From the entries below, work out the number of lines that hold the word "process", and give that number alone.

(Stored data entries)
====================
PR #14422, opened 2018-03-28
Fix product url model to not include category in url if 'Use Categories Path for Product URLs' config is not enabled

tkotosz:
Fix product url model to not include category in url if 'Use Categories Path for Product URLs' config is not enabled

### Description
If the "Use Categories Path for Product URLs" config is not enabled the Product Url model still generates a product url which includes category id. So the fix for the issue to respect this config setting.

Note that the Product Collection already uses this config setting in (magento/module-catalog/Model/ResourceModel/Product/Collection.php -> addUrlRewrite method) which means it is working properly for collections already.

### DIFF
--- a/app/code/Magento/Catalog/Model/Product/Url.php
+++ b/app/code/Magento/Catalog/Model/Product/Url.php
@@ -5,6 +5,12 @@
  */
 namespace Magento\Catalog\Model\Product;
 
+use Magento\Framework\App\Config\ScopeConfigInterface;
+use Magento\Framework\Filter\FilterManager;
+use Magento\Framework\Session\SidResolverInterface;
+use Magento\Framework\UrlFactory;
+use Magento\Store\Model\ScopeInterface;
+use Magento\Store\Model\StoreManagerInterface;
 use Magento\UrlRewrite\Model\UrlFinderInterface;
 use Magento\UrlRewrite\Service\V1\Data\UrlRewrite;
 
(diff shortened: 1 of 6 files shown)


tkotosz:
Note: need to finish integration tests

orlangur:

magento-cicd2:
[CLA assistant check](https://cla.dev.magento.com/magento/magento2?pullRequest=14422) <br/>All committers have signed the CLA.

tkotosz:
@orlangur hi, the fix is done, just need to complete the integration tests because they are failing. Could you please let me know where can I find a documentation about how to run the integration tests in local? Then I will try to find the time to finish it.

orlangur:
@tkotosz here you are: https://devdocs.magento.com/guides/v2.2/test/integration/integration_test_execution.html

Please squash all changes and force push after builds are green.

tkotosz:
@orlangur thanks, I have squashed the commits and fixed the tests. Hopefully the build will green now. :crossed_fingers:

tkotosz:
@orlangur I think the current build failure is not related to my PR. Could you please have a look?

app/code/Magento/Catalog/Model/Product/Url.php
```diff
@@ -19,46 +25,53 @@ class Url extends \Magento\Framework\DataObject
...
     /**
-     * @param \Magento\Framework\UrlFactory $urlFactory
-     * @param \Magento\Store\Model\StoreManagerInterface $storeManager
-     * @param \Magento\Framework\Filter\FilterManager $filter
-     * @param \Magento\Framework\Session\SidResolverInterface $sidResolver
-     * @param UrlFinderInterface $urlFinder
-     * @param array $data
+     * @var ScopeConfigInterface
+     */
+    protected $scopeConfig;
```
dmanners: Since this is a new variable I would recommend that we make this private. For Magento 2 we recommend that new class variables are added as private.

app/code/Magento/Catalog/Model/Product/Url.php
```diff
@@ -19,46 +25,53 @@ class Url extends \Magento\Framework\DataObject
...
-        \Magento\Framework\UrlFactory $urlFactory,
-        \Magento\Store\Model\StoreManagerInterface $storeManager,
-        \Magento\Framework\Filter\FilterManager $filter,
-        \Magento\Framework\Session\SidResolverInterface $sidResolver,
+        UrlFactory $urlFactory,
+        StoreManagerInterface $storeManager,
+        FilterManager $filter,
+        SidResolverInterface $sidResolver,
         UrlFinderInterface $urlFinder,
+        ScopeConfigInterface $scopeConfig,
```
dmanners: Can you please add this as an optional dependancy and add it after the `array $data = []`. By making this change we will be able to keep your code as a backwards compatible change. See https://devdocs.magento.com/guides/v2.2/contributor-guide/backward-compatible-development/index.html#adding-a-constructor-parameter for more information.

app/code/Magento/Catalog/Test/Unit/Model/Product/UrlTest.php
```diff
@@ -212,6 +230,18 @@ public function getUrlDataProvider()
                 ['_direct' => '/product/url/path', '_query' => []],
                 null,
                 null,
+                false,
+            ], [
```
dmanners, line 232: Thanks for adding a test case to cover the category being set as well as updating the other cases to work with the false flag.

dmanners (changes requested):
Thanks for this PR. If you could update the code to have a private variable and optional constructor injection then I will be happy to process this PR.

tkotosz:
@dmanners I just applied the suggested changes. I will squash the commits if the build is the still green. :)

dmanners:
Thanks for the changes @tkotosz I will start to process this now. If I need anything else I will drop you a message here.

app/code/Magento/Catalog/Model/Product/Url.php
```diff
@@ -19,54 +25,63 @@ class Url extends \Magento\Framework\DataObject
...
-        \Magento\Framework\Filter\FilterManager $filter,
-        \Magento\Framework\Session\SidResolverInterface $sidResolver,
+        UrlFactory $urlFactory,
+        StoreManagerInterface $storeManager,
+        FilterManager $filter,
+        SidResolverInterface $sidResolver,
         UrlFinderInterface $urlFinder,
-        array $data = []
+        array $data = [],
+        ScopeConfigInterface $scopeConfig = null
```
dmanners: For this code we are getting the following when running our static tests.

```
/var/www/html/app/code/Magento/Catalog/Model/Product/Url.php:23	The class Url has a coupling between objects value of 13. Consider to reduce the number of dependencies under 13.
```

Can you think of a way of refactoring these dependencies and class so that it is not such a high number?

dmanners (changes requested):

app/code/Magento/Catalog/Model/Product/Url.php
tkotosz: yep, I can add a different class as dependency instead of the ScopeConfigInterface and move the logic of getting the "product url use category" flag value to that class... I think that might reduce the number of coupled classes... will have a look as soon as I have time

sivaschenko:
Hi @tkotosz thank for the collaboration, are you going to continue progress on this pull request?

tkotosz:
Hi @sivaschenko , Thanks for the reminder I will get back to this PR this week, I forgot that there is 1 last thing to fix in this.

sivaschenko:
Hi @tkotosz I am closing this pull request due to inactivity, feel free to reopen if you'd like to continue progress on it.

tkotosz:
oh it seems since the original PR some other version of the fix was applied already (using the scopeconfig in the same way) so I will close this one

PR #14445, opened 2018-03-29
[FIX] Simplify ternary operators for catalog module

coderimus:
### Description
Hello,
Worked on the internal issue I have found that there is possible to simplify some ternary operators for catalog module. I would be happy to do this for all modules in future by phpcs-fixer automatically but as I can see it doesn't have such ability.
====================
:: Finished exercise ::
2